Great info thanks for sharing, I have one jacket from them I really like but just like you said never quite knew what was what.


----------



## rwsr50 (Sep 5, 2010)

I ended up with an AX1 Pro jacket. It was made specially for and only available at Gander Mountain last year, but will be part of Onyx's standard lineup this year, and re-named Performance Fit. I am real happy with it. It's is form fitting and has no cargo pockets or anything projecting to catch a bowstring. It has the warmest rating, and has scent control built in. Quiet too. Should make a real nice PA late season outfit.

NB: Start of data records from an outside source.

PR #1040, opened 2017-05-03
feat(CompiledRouter): Add an intermediate AST step to the compiler

kgriffs:
Rather than compiling the routing tree directly to Python code, first generate an AST and then use it to produce the code. This provides several benefits, including:

* It makes the compilation process easier to reason about.
* It makes it easier to keep track of indentation and whitespace.
* It sets us up for being able to make transformations that we will need to do to support URI template filters, etc. in the future.

### DIFF
--- a/falcon/routing/compiled.py
+++ b/falcon/routing/compiled.py
@@ -18,7 +18,7 @@ import keyword
 import re
 
 
-_FIELD_REGEX = re.compile('{([^}]*)}')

I'm trying to find some bibs now to go with it, but Gander is the only place to get them, and they seem to be sold out of everything but 2XL.


----------



## Anynamewilldo (Jan 3, 2008)

rwsr50 said:


> I ended up with an AX1 Pro jacket. It was made specially for and only available at Gander Mountain last year, but will be part of Onyx's standard lineup this year, and re-named Performance Fit. I am real happy with it. It's is form fitting and has no cargo pockets or anything projecting to catch a bowstring. It has the warmest rating, and has scent control built in. Quiet too. Should make a real nice PA late season outfit. I'm trying to find some bibs now to go with it, but Gander is the only place to get them, and they seem to be sold out of everything but 2XL.


Got the same jacket and like it too.


----------